Knowing that a wide range of variables can determine financial security in retirement, understanding retirement spending and planning accordingly is critical.

This leads us to two potential models for ensuring you don’t run out of money in retirement.

The first involves a so-called ‘bucket’ method. Your assets are arranged into three buckets according to time horizon, with the short-term portfolio regularly tapped for spending invested in cash and cash alternatives. The medium-term portfolio can be invested in slightly higher-yielding assets, such as dividend-paying stocks and shares. The third bucket in the portfolio can be reserved for riskier, higher-return strategies or for longer-dated savings instruments. Such a model can certainly help investors to grow wealth over time while maintaining spending to support their lifestyle, but at best it is an inexact rule of thumb.

A second model for structuring a retirement income involves a triangle. Starting from the base of the triangle you move up the spectrum of risk and return. The bottom and largest portion of the triangle comprises needs – the basic assets that are needed to cover regular expenses. The income sources at the bottom tend to come from pensions, individual savings accounts, short-term bonds or cash savings.

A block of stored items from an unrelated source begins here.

PR #19164, opened 2020-09-28
[BUGFIX lts] Entangles custom EmberArray implementations when accessed

pzuraq:
Restores the previous logic that existed for entangling custom EmberArray implementations when they are accessed, along with a test for the functionality.


rwjblue (approved):

stefanpenner:
@pzuraq / @rwjblue curious if there is an ETA for when the corresponding LTS will be released?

Think of the middle of the triangle as your wants; your desired lifestyle in retirement. Sources of income in the middle of the triangle tend to come from investments in equities or fixed income.

As we reach the top of the triangle, it’s the legacy considerations, where you might be considering assets to leave to your heirs. This income can be sourced from gifts, trusts or a combination of these and other inheritance tax planning solutions that suit your particular circumstances.

Whatever your needs and wants, there is increasing evidence that there is real value in engaging with a financial planner to help you identify, create and maintain the lifestyle you want without the fear of ever running out of money.